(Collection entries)
>>>>>
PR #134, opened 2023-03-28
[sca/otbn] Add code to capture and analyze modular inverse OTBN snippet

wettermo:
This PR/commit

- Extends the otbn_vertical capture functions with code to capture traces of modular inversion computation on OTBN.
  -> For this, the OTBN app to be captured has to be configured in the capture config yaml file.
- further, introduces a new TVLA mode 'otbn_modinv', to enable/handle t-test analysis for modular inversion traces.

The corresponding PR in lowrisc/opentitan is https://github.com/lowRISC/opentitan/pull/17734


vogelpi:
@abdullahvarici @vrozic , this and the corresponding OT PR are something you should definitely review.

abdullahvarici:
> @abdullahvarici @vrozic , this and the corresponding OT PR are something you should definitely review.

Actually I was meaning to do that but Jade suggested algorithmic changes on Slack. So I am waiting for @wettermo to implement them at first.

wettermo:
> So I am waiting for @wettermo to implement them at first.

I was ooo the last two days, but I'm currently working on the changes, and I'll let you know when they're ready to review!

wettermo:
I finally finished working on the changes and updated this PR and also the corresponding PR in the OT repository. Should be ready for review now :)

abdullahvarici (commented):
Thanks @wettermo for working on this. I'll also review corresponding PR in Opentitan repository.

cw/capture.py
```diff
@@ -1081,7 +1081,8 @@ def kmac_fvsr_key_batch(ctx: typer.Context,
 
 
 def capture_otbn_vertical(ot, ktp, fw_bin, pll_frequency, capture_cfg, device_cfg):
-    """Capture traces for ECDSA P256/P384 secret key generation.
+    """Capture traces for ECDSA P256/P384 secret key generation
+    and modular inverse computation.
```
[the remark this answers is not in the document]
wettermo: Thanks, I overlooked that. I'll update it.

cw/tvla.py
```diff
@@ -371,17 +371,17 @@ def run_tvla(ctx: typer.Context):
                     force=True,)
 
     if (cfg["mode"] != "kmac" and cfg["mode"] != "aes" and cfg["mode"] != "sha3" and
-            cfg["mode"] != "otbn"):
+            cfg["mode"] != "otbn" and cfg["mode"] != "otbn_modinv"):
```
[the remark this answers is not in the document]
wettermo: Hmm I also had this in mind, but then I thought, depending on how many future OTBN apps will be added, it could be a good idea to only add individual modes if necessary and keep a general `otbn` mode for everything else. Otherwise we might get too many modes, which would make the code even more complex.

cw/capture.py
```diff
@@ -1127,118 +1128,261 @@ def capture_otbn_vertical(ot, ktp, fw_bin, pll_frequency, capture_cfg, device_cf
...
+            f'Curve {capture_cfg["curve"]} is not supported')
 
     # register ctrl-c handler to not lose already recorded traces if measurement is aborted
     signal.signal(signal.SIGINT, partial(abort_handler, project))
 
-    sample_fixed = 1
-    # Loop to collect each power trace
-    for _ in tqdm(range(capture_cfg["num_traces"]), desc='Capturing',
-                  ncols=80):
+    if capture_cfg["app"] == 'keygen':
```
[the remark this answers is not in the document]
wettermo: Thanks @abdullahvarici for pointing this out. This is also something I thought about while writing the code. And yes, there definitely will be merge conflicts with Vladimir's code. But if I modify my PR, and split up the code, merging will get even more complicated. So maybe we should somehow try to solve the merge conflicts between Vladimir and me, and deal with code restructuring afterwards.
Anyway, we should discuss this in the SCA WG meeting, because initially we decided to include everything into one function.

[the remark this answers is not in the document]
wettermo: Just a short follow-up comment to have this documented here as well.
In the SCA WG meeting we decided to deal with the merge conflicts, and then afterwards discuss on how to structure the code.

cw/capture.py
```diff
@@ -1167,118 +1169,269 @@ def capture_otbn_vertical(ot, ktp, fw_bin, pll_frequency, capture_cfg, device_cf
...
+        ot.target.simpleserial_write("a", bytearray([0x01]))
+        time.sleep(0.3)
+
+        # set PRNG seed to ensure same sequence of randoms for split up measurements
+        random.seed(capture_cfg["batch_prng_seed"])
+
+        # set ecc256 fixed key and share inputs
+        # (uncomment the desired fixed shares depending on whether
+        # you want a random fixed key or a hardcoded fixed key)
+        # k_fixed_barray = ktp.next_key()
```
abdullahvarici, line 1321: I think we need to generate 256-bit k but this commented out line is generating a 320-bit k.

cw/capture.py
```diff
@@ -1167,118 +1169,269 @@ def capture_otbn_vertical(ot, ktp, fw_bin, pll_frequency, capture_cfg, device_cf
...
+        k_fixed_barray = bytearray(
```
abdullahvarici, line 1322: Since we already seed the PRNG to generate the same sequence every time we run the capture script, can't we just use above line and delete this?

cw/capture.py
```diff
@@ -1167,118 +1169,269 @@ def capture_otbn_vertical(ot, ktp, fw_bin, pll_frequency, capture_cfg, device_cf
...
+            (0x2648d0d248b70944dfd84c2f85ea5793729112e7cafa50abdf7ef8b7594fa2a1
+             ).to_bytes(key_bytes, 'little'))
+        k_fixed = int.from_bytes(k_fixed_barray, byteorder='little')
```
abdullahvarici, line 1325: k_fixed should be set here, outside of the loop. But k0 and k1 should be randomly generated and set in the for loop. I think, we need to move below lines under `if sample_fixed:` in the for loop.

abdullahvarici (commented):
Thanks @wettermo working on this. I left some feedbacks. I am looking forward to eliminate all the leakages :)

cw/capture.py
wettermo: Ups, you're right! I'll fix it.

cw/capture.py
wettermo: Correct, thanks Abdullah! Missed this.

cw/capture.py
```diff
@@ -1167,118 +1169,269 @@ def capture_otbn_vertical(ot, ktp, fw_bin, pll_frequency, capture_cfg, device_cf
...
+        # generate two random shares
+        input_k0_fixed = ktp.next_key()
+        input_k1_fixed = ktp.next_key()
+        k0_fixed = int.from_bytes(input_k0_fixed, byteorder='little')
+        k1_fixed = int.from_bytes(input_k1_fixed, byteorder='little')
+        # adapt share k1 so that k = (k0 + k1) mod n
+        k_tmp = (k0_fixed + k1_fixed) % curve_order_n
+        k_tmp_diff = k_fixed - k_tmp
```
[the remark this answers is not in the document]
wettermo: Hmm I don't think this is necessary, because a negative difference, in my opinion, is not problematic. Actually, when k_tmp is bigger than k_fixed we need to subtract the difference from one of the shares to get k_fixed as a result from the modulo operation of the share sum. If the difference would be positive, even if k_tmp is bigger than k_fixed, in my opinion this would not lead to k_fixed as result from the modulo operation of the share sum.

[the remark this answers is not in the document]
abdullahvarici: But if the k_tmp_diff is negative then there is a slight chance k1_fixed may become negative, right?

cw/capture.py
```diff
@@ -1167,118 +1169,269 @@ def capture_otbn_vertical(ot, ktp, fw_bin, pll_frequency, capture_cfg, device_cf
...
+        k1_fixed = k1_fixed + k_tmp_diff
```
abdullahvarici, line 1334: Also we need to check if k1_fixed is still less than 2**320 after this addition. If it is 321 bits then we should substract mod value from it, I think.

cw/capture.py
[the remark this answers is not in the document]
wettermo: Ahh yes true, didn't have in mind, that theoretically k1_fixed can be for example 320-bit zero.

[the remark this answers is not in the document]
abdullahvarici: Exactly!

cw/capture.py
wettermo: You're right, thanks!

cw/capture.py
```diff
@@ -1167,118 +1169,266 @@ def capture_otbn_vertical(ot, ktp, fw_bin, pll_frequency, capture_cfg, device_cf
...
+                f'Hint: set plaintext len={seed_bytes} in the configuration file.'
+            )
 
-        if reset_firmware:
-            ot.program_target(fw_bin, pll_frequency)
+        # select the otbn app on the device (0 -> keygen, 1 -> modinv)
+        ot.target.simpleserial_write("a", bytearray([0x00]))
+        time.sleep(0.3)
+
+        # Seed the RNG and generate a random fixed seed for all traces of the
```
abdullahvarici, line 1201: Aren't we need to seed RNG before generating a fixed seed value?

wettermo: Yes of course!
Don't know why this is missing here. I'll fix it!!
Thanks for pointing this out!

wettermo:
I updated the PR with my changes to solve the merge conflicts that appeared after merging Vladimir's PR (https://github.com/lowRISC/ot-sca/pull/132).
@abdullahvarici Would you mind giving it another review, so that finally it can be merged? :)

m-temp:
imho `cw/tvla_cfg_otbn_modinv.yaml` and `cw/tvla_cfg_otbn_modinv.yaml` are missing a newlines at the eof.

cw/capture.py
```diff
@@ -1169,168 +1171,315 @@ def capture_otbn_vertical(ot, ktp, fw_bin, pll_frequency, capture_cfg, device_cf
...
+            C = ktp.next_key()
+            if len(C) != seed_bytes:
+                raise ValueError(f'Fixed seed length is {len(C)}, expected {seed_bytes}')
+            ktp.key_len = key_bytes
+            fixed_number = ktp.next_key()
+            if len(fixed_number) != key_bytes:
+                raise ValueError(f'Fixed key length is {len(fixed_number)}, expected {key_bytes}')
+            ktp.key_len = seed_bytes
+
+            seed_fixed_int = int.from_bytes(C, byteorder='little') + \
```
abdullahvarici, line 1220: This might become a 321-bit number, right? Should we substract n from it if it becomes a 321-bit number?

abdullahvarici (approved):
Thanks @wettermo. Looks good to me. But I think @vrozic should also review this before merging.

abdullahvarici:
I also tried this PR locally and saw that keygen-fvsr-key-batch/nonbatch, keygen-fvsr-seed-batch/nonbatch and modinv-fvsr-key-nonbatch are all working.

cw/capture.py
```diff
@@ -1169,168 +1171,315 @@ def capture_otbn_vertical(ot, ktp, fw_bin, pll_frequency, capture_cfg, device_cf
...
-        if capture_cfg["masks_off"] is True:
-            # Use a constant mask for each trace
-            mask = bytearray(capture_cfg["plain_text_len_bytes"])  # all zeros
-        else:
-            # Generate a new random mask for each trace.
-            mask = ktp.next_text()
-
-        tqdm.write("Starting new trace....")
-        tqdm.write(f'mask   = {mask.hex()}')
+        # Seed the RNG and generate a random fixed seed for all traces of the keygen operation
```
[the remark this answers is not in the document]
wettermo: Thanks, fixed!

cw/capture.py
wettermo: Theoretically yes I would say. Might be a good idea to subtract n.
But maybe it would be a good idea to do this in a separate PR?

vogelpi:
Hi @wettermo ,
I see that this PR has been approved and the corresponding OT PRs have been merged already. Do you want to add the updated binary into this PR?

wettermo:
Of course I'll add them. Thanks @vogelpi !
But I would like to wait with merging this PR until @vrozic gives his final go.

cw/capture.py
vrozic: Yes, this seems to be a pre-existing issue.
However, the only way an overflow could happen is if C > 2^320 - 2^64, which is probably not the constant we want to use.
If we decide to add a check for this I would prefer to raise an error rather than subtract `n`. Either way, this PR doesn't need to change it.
<<<<<
Each line from the first line of the entries up to and including the line containing "-> For this, the" should be transcribed exactly, with all other lines left out.

* Result of this task:
PR #134, opened 2023-03-28
[sca/otbn] Add code to capture and analyze modular inverse OTBN snippet

wettermo:
This PR/commit

- Extends the otbn_vertical capture functions with code to capture traces of modular inversion computation on OTBN.
  -> For this, the OTBN app to be captured has to be configured in the capture config yaml file.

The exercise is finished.